Westfield

This Week in Westfield History

9 - Ross Conner Morgan Block

By JEANETTE FLECK
WSU Intern

One of the oldest places in town is also the most recognizable, if not always by its historic name. Morgan Block has faced the Green, at the lowest odd numbers on Court Street, since its construction in 1820. Major Archippus Morgan, originally from Pittsfield, built it, along with his private residence, both on the corner of Court and Broad streets. The Block contained his grocery store, but he also rented out the other two addresses to other vendors, and made it possible for residents to buy shares in the Hampshire and Hampden/Farmington canal, in which Morgan himself was a large investor.
Little else could be found about him, except that he died in September of 1857, and that his property was owned afterwards by Sarah Morgan Way and her family. She carried out minor renovations on the building at some point during her ownership, including the addition of Italianate “door hoods” over two of the addresses’ entrances.
About a decade after Morgan’s death (c. 1866), the Westfield YMCA was founded.

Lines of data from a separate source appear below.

Issue #6819, opened 2015-09-10
Vidzi is broken


davek-cygwin:
C:\Projects\rg3\youtube-dl>python -m youtube_dl "http://vidzi.tv/jnk3om3hftz4.html" --verbose 2>&1 | tee fail-vidzi.log

[debug] System config: []
[debug] User config: []
[debug] Command-line args: [u'http://vidzi.tv/jnk3om3hftz4.html', u'--verbose']
[debug] Encodings: locale cp1252, fs mbcs, out None, pref cp1252
[debug] youtube-dl version 2015.09.09
[debug] Git HEAD: 1721fef
[debug] Python version 2.7.8 - Windows-7-6.1.7601-SP1
[debug] exe versions: ffmpeg 0.8.1, rtmpdump 2.4
[debug] Proxy map: {}
[Vidzi] jnk3om3hftz4: Downloading webpage
ERROR: Unable to extract video url; please report this issue on https://yt-dl.org/bug . Make sure you are using the latest version; see  https://yt-dl.org/update  on how to update. Be sure to call youtube-dl with the --verbose flag and include its complete output.
Traceback (most recent call last):
  File "youtube_dl\YoutubeDL.py", line 660, in extract_info
    ie_result = ie.extract(url)
  File "youtube_dl\extractor\common.py", line 287, in extract
    return self._real_extract(url)
  File "youtube_dl\extractor\vidzi.py", line 24, in _real_extract
    r'{\s*file\s*:\s*"([^"]+)"\s*}', webpage, 'video url')
  File "youtube_dl\extractor\common.py", line 584, in _html_search_regex
    res = self._search_regex(pattern, string, name, default, fatal, flags, group)
  File "youtube_dl\extractor\common.py", line 575, in _search_regex
    raise RegexNotFoundError('Unable to extract %s' % _name)
RegexNotFoundError: Unable to extract video url; please report this issue on https://yt-dl.org/bug . Make sure you are using the latest version; see  https://yt-dl.org/update  on how to update. Be sure to call youtube-dl with the --verbose flag and include its complete output.

davek-cygwin:
Body of webpage: https://gist.github.com/davek-cygwin/9ba2d360d963dbc0495f

Relevant part is:

<script type="text/javascript" src="http://static.vidzi.tv/nplayer/jwplayer.js"></script>
[...]

PR #6998, opened 2015-09-27
[vidzi] Fix extraction as described in #6819

kaltsimon:
Fixed as described in #6819, but without using gmpy2.

### DIFF
--- a/youtube_dl/extractor/vidzi.py
+++ b/youtube_dl/extractor/vidzi.py
@@ -2,6 +2,8 @@
 from __future__ import unicode_literals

Its first premises were in one of the addresses in the Block, before they moved to Elm Street and built their own premises. Several other businesses filtered through before 1950, most prominently including the Green Shutter restaurant/tea room (which had been at number five, in the middle of the block).
Around 1945, O’Donnell Insurance, the first real estate company to occupy any of the three addresses, moved in at number three, but the company that has occupied the Block for the longest, and lent their name to the building in casual conversation, is the Roger Butler company, then a family-owned company dealing in both insurance and real estate, which now specializes in insurance. They moved into number five in 1949, after having been in business since 1902, and several years later, merged with the Herbert Lyman Agency (the company that sold Westfield’s first ever car insurance policy to Gilbert Loomis in 1897). Today, the company is still in business, and still owned by the same family.
Also in 1950, a doctor’s office was established at number seven, and this practice has also lasted into the present day, its ownership also remaining in the same family. Other businesses came and went, sharing premises with the three companies above, but all were gone by 1980.
Number three, under the differently-colored roof, is the only address that has changed since then. After the O’Donnell Insurance Agency left the building, the address was owned by Stearns and Yerrall Realty. They stayed from the mid-1980s into the ‘90s, it, though no business occupies the address now. The most obvious change, though, is the absence of the fourth door, which was once in the middle of the address front.